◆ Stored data
******************************

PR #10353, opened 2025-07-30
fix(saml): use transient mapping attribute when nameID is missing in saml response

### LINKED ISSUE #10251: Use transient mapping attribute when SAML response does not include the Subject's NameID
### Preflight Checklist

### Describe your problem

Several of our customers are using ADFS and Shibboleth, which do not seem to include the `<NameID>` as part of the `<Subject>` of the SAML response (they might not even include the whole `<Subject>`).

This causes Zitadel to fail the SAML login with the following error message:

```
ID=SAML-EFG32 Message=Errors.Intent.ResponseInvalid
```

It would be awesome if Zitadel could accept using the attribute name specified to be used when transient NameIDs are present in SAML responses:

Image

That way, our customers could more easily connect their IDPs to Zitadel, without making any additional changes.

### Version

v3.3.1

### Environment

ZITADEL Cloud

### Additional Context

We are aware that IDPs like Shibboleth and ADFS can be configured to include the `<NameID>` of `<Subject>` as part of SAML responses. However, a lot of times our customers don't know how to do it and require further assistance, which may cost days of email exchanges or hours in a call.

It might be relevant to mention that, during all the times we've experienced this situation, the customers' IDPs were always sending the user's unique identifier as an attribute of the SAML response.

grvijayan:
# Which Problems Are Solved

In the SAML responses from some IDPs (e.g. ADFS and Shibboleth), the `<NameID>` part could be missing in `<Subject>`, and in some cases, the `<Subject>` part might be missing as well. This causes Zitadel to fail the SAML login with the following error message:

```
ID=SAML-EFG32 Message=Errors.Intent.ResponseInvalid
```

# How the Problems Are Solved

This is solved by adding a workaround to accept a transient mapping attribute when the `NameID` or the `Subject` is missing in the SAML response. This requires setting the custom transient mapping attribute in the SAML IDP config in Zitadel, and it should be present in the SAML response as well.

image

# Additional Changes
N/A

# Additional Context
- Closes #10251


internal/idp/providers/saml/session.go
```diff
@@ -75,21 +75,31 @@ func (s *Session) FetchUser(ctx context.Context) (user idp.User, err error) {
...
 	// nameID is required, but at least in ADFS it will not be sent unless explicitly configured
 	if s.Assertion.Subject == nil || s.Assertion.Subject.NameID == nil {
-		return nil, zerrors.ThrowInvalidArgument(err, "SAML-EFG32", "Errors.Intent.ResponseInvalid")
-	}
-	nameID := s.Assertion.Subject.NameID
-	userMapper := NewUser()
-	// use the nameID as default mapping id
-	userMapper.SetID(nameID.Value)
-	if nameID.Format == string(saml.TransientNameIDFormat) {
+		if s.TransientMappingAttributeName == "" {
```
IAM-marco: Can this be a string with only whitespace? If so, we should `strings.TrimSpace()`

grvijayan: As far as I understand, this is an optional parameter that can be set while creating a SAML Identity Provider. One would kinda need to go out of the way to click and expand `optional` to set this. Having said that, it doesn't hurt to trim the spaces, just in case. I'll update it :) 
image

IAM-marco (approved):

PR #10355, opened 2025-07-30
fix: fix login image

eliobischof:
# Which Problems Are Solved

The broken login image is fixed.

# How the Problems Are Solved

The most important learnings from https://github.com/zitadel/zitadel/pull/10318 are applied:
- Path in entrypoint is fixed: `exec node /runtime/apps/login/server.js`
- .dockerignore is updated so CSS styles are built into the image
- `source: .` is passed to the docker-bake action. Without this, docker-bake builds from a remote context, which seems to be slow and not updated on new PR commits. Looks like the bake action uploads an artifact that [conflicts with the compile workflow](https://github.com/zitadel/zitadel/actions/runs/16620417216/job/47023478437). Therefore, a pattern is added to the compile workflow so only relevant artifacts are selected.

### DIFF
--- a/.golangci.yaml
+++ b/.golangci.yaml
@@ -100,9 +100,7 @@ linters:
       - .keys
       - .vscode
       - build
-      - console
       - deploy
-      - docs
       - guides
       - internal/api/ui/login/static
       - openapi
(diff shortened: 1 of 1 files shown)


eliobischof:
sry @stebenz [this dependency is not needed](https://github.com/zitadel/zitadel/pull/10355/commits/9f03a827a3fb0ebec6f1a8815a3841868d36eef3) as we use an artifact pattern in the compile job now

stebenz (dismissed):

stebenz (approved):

******************************

◆ Task item
Check each line of the data for "approved". Copy the lines where it turns up.

◆ Your response
IAM-marco (approved):
stebenz (approved):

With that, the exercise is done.